With this the project’s modules/source-folders/packages (depending on what you’re doing) can be structured as follows:
- Self-contained solution to the problem the application was built for.
- The infrastructure required for the model.
- The domain model, i.e. all the entities and services.
- Use Cases
- The use cases in individual classes.
The slides contain more screenshots of actual folder structures (from slide 22 on).
The content of the folder model clearly shows what the application is about – names will usually consist of nouns. The folder will typically have subfolders (e.g. book) which will contain all classes related to a domain concept (entities, services, repositories; remember not the infrastructure).
The content of use cases plainly shows what the application does – names will usually consist of verbs. The use cases may be organized into subfolders which may relate to epics or user stories.
The infrastructure will contain “all the external stuff”, which is not part of the domain. These classes will usually implement interfaces defined in the model.
With this structure typical problems of MVC can be solved. For example the controllers do no longer contain business logic. Instead they only do what they were meant to do: control flow. They take a query from the view, call the correct use case, take the returned data and use it to update the view. All this is a couple of lines so no more fat controllers.
Flow From Abstract To Specific
After describing this architectural approach, Mancuso makes an observation about the flow from abstract to specific behavior.
All interaction starts with some input for the use cases. They delegate to services, which reach into the domain to modify or query the entities or create some output. So while the instances closer to the input are mainly tasked with controlling the flow, the ones closer to the output are performing the actual work. At the same time the former are employing a higher level of abstraction while the latter implement very specific behavior.
In the diagram on the right this means a control flow from left (input) to right (output). The further to the left, the more abstract the concepts and the more flow control is exercised. The closer to the right, the less abstract are the concepts and the more concrete is the behavior.
Tests & More
There are substantial parts of the talk, which I do not cover.
One explains how different styles of testing can be used to verify the behavior of different parts of the system.
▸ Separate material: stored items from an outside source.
PR #324, opened 2024-02-13
final tweaks for BSON 5 release

jamis:
Final tweaks for BSON 5 release -- had to adjust JDK versions and minimum ruby versions and the JRuby version used to bundle the java gem. Also tweaked the release script to add a "dry run" mode.

### DIFF
--- a/release.sh
+++ b/release.sh
@@ -6,11 +6,25 @@ NAME=bson
 RELEASE_NAME=bson-ruby-release
 VERSION_REQUIRE=bson/version
 VERSION_CONSTANT_NAME=BSON::VERSION
+CMD=echo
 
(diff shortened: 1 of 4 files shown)


release.sh
```diff
@@ -6,12 +6,26 @@ NAME=bson
...
 VERSION_REQUIRE=bson/version
 VERSION_CONSTANT_NAME=BSON::VERSION
+CMD=echo
 
 if ! test -f gem-private_key.pem; then
   echo "gem-private_key.pem missing - cannot release" 1>&2
   exit 1
 fi
 
+if test -z "$PRODUCTION_RELEASE"; then
```
comandeo, line 16: 👍

comandeo (approved):

PR #327, opened 2024-04-05
RUBY-3435 Don't overflow the 4-bytes allotted to an ObjectID's timestamp portion

jamis:
This PR ensures that the timestamp is (1) treated as an unsigned integer, to allow the largest possible value there, and (2) truncated to 32 bits (4 bytes) if it ever grows larger than that. This avoids a RangeError that occurs when trying to convert a Bignum to a 32-bit integer internally.

### DIFF
--- a/.evergreen/config.yml
+++ b/.evergreen/config.yml
@@ -29,6 +29,7 @@ timeout:
       script: |
         ls -la
 
+
 # -----------------------------------------------
 # .evergreen/config/functions.yml.erb
 # -----------------------------------------------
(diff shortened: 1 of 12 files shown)


johnnyshields:
I've run this in my test suite and confirmed that it fixes the bug. Thank you!

comandeo-mongo (approved):

johnnyshields:
@jamis this is running in production for us now FYI 🎉

jamis:
Wonderful, thanks for the confirmation, @johnnyshields. We'll get it officially released soon.

PR #330, opened 2024-06-25
RUBY-3501 SSDLC for bson-ruby

jamis:
The general implementation is the same as that for the driver and for Mongoid, but because we produce two deliverables (a gem for MRI, and a gem for JRuby), the release process is split into two jobs: one with a matrix to build each gem, and upload the resulting artifact, and another to download the generated artifacts and complete the publication of the gems and other deliverables.


.github/workflows/release.yml
```diff
@@ -0,0 +1,174 @@
...
+    strategy:
+      fail-fast: false
+      matrix:
+        ruby: [ '3.2', jruby ]
+    steps:
+      - name: Check out the repository
+        uses: mongodb-labs/drivers-github-tools/secure-checkout@v2
+        with:
+          app_id: ${{ vars.APP_ID }}
+          private_key: ${{ secrets.APP_PRIVATE_KEY }}
```
alcaeus, line 61: No objection to leaving this here, but strictly speaking this doesn't need to run in the `release` environment and use `secure-checkout`.

alcaeus (approved):
Workflows LGTM. I'll defer to @comandeo-mongo for reviewing the ruby-specific changes.

comandeo-mongo (approved):

PR #335, opened 2024-09-01
Use correct regexp lowercase \z terminator

johnnyshields:
In `VALID_DECIMAL128_STRING_REGEX`, a [recent commit](https://github.com/mongodb/bson-ruby/commit/80be3c09665297a55850bf588f0767ac4ee57708#diff-08ce2abf8e4ad4dedd852e5af813144345de9d8c4b9ae052e0204103033947b5) used `\Z` (uppercase). Probably `\z` (lowercase) is the correct one. The current regex will allow `"21.23\n"` as a valid value.

```
$ Matches the end of a line.

\z Matches the end of the string.

\Z Matches the end of the string unless the string ends with a ``\n'', in which case it matches just before the ``\n''.
```

https://ruby-doc.com/docs/ProgrammingRuby/html/language.html#UJ

### DIFF
--- a/lib/bson/decimal128/builder.rb
+++ b/lib/bson/decimal128/builder.rb
@@ -156,7 +156,7 @@ module BSON
         # @return [ Regex ] The regex for a valid decimal128 string.
         #
         # @since 4.2.0
-        VALID_DECIMAL128_STRING_REGEX = /\A[\-\+]?(\d+(\.\d*)?|\.\d+)(E[\-\+]?\d+)?\Z/i
+        VALID_DECIMAL128_STRING_REGEX = /\A[\-\+]?(\d+(\.\d*)?|\.\d+)(E[\-\+]?\d+)?\z/i
 
         # Initialize the FromString Builder object.
         #


jamis:
Hey @johnnyshields -- thanks for the PR. Is the concern that a string with a newline matches, and you believe it shouldn't?

Looking at the original regex (prior to that commit you mentioned), it used `/^...$/` anchors, and also matches the newline:

```ruby
"21.23\n" =~ /^[\-\+]?(\d+(\.\d*)?|\.\d+)(E[\-\+]?\d+)?$/i # => 0
```

The `\Z` regex preserves this behavior, whereas (as you noted) the lowercase `\z` does not. It should be noted that `Float("21.23\n")` also succeeds, so allowing a trailing newline has some precedent in Ruby itself.

If I'm misunderstanding your concern, please let me know. Otherwise, I'm inclined to let the current implementation stand.

_It should be noted in passing that the regex was changed at the recommendation of the CodeQL static analyzer, which offered `\Z` as the recommended alternative to `$`. I had no compelling reason to prefer one over the other, so opted to appease CodeQL._

johnnyshields:
If being permissive of the trailing newline is intentional, then fine to keep it. (In general `\z` is preferable to `\Z`; in the vast majority of regexp use cases one does not intend to allow trailing newlines.)

PR #47, opened 2019-04-09
Mohammad - hotel

markazie:


src/components/Button.js
```diff
@@ -0,0 +1,7 @@
+import React from 'react'
```
40thieves: Great job organising this into a `components` directory!

src/App.js
```diff
@@ -1,16 +1,30 @@
...
 class App extends Component {
   render() {
     return (
       <div className="App">
-        <header className="App-header">CYF Hotel</header>
+        <Heading />
         <Bookings />
         <Restaurant />
+        <div className="card">
+          <TouristInfoCards src="1" alt="London" city="London" />
```
40thieves: This isn't really wrong, but the name `TouristInfoCards` implies a *plural* (because of the "s" on the end) but only 1 card is being shown.

I would rename your existing component to be called `TouristInfoCard` (notice there's no "s") and then create a new component `TouristInfoCards` which has the `<div className="card">` and all 3 cards inside it.

src/components/Button.js
```diff
@@ -0,0 +1,7 @@
...
+
+export default function Button() {
+  return (
+          <button className="btn btn-primary">Search IDs</button>
```
40thieves: This component is not very reusable right now - if we tried to use it elsewhere in our app then it would always say "Search IDs". How could we change this component to be more reusable?

src/components/Footer.js
```diff
@@ -0,0 +1,10 @@
+import React from 'react'
+
+export default function Footer(props) {
+    const li = props.data.map((data, index) => <li key={index}>{data}</li>)
```
40thieves: I actually quite like following the pattern you've got here, but most people who write React would normally *inline* the `li` variable within the curly braces.

I think sometimes it's useful to separate them out like you have though.

src/components/TouristInfoCards.js
```diff
@@ -0,0 +1,15 @@
+import React from 'react'
+
+export default function TouristInfoCards(props) {
+  return (
+    <div class="">
```
40thieves: Remember that we have to use `className` when writing React

src/App.js
```diff
@@ -1,16 +1,30 @@
 import React, { Component } from "react";
-
+import Heading from './components/Heading'
 import Bookings from "./Bookings";
```
nbogie: Why are some components in `src/components/` and others in `src/`?  Your reader (your coworkers, or future you) will waste time thinking about this, and will waste time trying to remember which components are where.
Be consistent.

src/Restaurant.js
```diff
@@ -1,17 +1,16 @@
...
-        <li>
-          Pizzas: {pizzas} <button className="btn btn-primary">Add</button>
-        </li>
-      </ul>
-    </div>
-  );
-};
-
-export default Restaurant;
+  render() {
```
nbogie: You can convert this back into a functional component now.  It has no state.

src/components/Orders.js
```diff
@@ -0,0 +1,25 @@
...
+  }
+
+  addOrder = () =>
+    this.setState(preState => {
+      return { orders: preState.orders + 1 };
+    });
+
+  render() {
+    return (
+      <li>
```
nbogie: good job

src/components/SearchResults.js
```diff
@@ -0,0 +1,41 @@
+import React, { Component } from "react";
+import moment from "moment";
+
+export default class SearchResults extends Component {
+  constructor() {
+    super();
+    this.state = {};
```
nbogie: This initial state should have a `selected` property, if you're going to say the following later:
```return { selected: !pre.selected };```

However, I'm not sure that having all of SearchResults have a selected flag makes any sense - we want to track selection of specific rows.

File: src/components/SearchResults.js [hunk 10]
```diff
@@ -0,0 +1,41 @@
...
+      : (event.target.parentNode.className = "");
+  };
+
+  render() {
+    const result = this.props.results.map(r => (
+      <tr key={r.id} data-id={r.id} onClick={this.rowSelected}>
+        <th scope="row">{r.id}</th>
+        <td>{`${r.title} ${r.firstName} ${r.surname}`}</td>
+        <td>{r.email}</td>
+        <td>{`room: ${r.roomId}`}</td>
```
nbogie: which is simpler?
```<td>{`room: ${r.roomId}`}</td>```
```<td>room: {r.roomId}</td>```

File: src/components/SearchResults.js [hunk 11]
```diff
@@ -0,0 +1,41 @@
...
+    this.state.selected
+      ? (event.target.parentNode.className = "bg-warning")
+      : (event.target.parentNode.className = "");
+  };
+
+  render() {
+    const result = this.props.results.map(r => (
+      <tr key={r.id} data-id={r.id} onClick={this.rowSelected}>
+        <th scope="row">{r.id}</th>
+        <td>{`${r.title} ${r.firstName} ${r.surname}`}</td>
```
nbogie: which is simpler?
```<td>{`${r.title} ${r.firstName} ${r.surname}`}</td>```
```<td>{r.title} {r.firstName} {r.surname}</td>```

File: src/components/SearchResults.js [hunk 12]
```diff
@@ -0,0 +1,41 @@
+import React, { Component } from "react";
+import moment from "moment";
+
+export default class SearchResults extends Component {
+  constructor() {
+    super();
+    this.state = {};
+  }
+
+  rowSelected = event => {
```
nbogie: I think this will simply select and deselect ALL rows any time ANY row is clicked.  Not what was specified in the HW task.

src/components/SearchResults.js
```diff
@@ -0,0 +1,41 @@
...
+    this.setState(pre => {
+      return { selected: !pre.selected };
+    });
+
+    this.state.selected
```
nbogie: You don't want to directly modify the DOM in this way. Ali will explain why tomorrow in class.

Instead, modify your component's state, and in the render method, build the DOM according to the state.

If this interests you, check it out! (It starts at 29:53.)
Also, Mancuso was cutting through his slides like a hot knife through butter so there are almost twenty minutes of questions. They are about security, modularization, event sourcing and more with interesting answers. Again: check it out! (Starts at 36:57.)
We have seen how a crafted design can structure a code base into modules/folders/packages which plainly show the application’s main concepts and features.
To achieve this, domain-driven design should be employed to create domain entities and services (the concepts). Use cases (the features) are implemented as individual classes. They are the entry point into the system and orchestrate its behavior.
The project core’s top level folder should then contain these two subfolders along with one for the infrastructure implementation (which is separated to keep the domain model clean).
The delivery mechanism, be it a rich desktop UI, a web UI and/or a REST interface, should be isolated into its own project/module/folder. It can be organized according to whatever structure fits best. But is important to keep its controllers slim! They should never do more than call one, maybe two use cases and update the view according to the calls’ results.